There is more than one way to approach a theory of everything (see: Meaning in Adversity in Relation to TOE https://shadowmounds.wordpress.com/wp-admin/post.php?post=86&action=edit) in fact, the study of such things can be traced back to the earliest mystical and alchemical texts. Alchemy being the first attempt at a theory of everything, which used a hybrid of symbolic art and philosophical ideas to back-engineer an occulted physics, employing the trinitarian doctrine of christianity as a code for the trinity of salt, sulphur, mercury; space, place, motion; and, or, both https://wordpress.com/post/thetimeoftheplace.com/518.

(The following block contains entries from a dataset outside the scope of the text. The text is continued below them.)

PR #4259, opened 2022-02-11
[vulkan] Test & build macOS 10.15 MoltenVK

bobcao3:
Related issue = #

### DIFF
--- a/taichi/backends/vulkan/vulkan_loader.cpp
+++ b/taichi/backends/vulkan/vulkan_loader.cpp
@@ -29,49 +29,48 @@ bool VulkanLoader::check_vulkan_device() {
   VkInstance instance{VK_NULL_HANDLE};
   VkResult res = vkCreateInstance(&create_info, kNoVkAllocCallbacks, &instance);
   
-  if (res != VK_SUCCESS) {
-    TI_WARN("Can not create Vulkan instance");
-    goto cleanup; 
-  }
-
-  load_instance(instance);
-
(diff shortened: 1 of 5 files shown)


taichi/backends/vulkan/vulkan_loader.cpp
```diff
@@ -11,6 +11,80 @@ namespace vulkan {
...
+        for (auto &queue : queue_families) {
+          if (queue.queueFlags & VK_QUEUE_COMPUTE_BIT) {
+            found_device_with_compute = true;
+          }
+        }
+
+        VkPhysicalDeviceProperties properties{};
+        vkGetPhysicalDeviceProperties(physical_device, &properties);
+
+        TI_INFO("Found Vulkan Device {} ({})", i, properties.deviceName);
```
k-ye, line 76:
```suggestion
        TI_DEBUG("Found Vulkan Device {} ({})", i, properties.deviceName);
```

k-ye (approved):
Cool!

taichi/backends/vulkan/vulkan_loader.cpp
bobcao3: This is in conjunction with #4255 so that the user can know which device corresponds to which ID

bobcao3: Maybe is there a way to display info without including the source file path?

ailzhang (approved):
LGTM!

If Leibniz, Fulcanelli, Bruno or Plotinus had been visual artists, musicians, or sculptors instead of mystics, they probably would have been more famous, and produced art perhaps in the style of the symbolists, surrealists or expressionists, but art had not yet reached that level, (it had not even achieved realism, which must first be achieved before it can be rejected). Art was still behind the sciences, and the other ‘arts’ of the quadrivium. It wasn’t until the emergence of modernism, and the invention of perspective in drawing that ‘art’ as we know it today achieved the status of a meta theory, capable of commenting on other theories and sciences and making contributions of its own.


This developmental process is ongoing as sciences depend on writers, and writers depend on scientists to provide the fodder and inspiration for interpretive commentaries on their work. This includes philosophers, such as Graham Harman who has been instrumental in bringing the arts in line with the sciences as a meta theory, since art does what neither science or philosophy can do on their own, that is, recreate nature.


While science merely studies nature and philosophy merely talks about it, art actually makes it (the best artists being aware of what they are doing) pointing back to the thing in itself, its essence rather than its outward appearance (naive realism).

Giorgio de Chirico, Le Muse inquietanti, 1917

Like our search for TOE, every conversation, blog post and article is a movement (however finite) in the direction of knowledge and understanding. The meaning of life and specifically our purpose in life, is to accumulate knowledge, not only on behalf of ourselves, but on behalf of the universe.


As individuated units of consciousness, we have the capacity to experience things self-reflectively, that is; we can know that we know. A subjective experience of a universal process. We use materials outside our subjective experience, such as books, blog posts and articles, to confirm our subjective experience.


As we have said, all theories lead to the same place, they just go about it in different, parallel, ways; the same puzzle, but with a different arrangement of pieces. Not all will reach completion, but at least it can be said that they contribute something.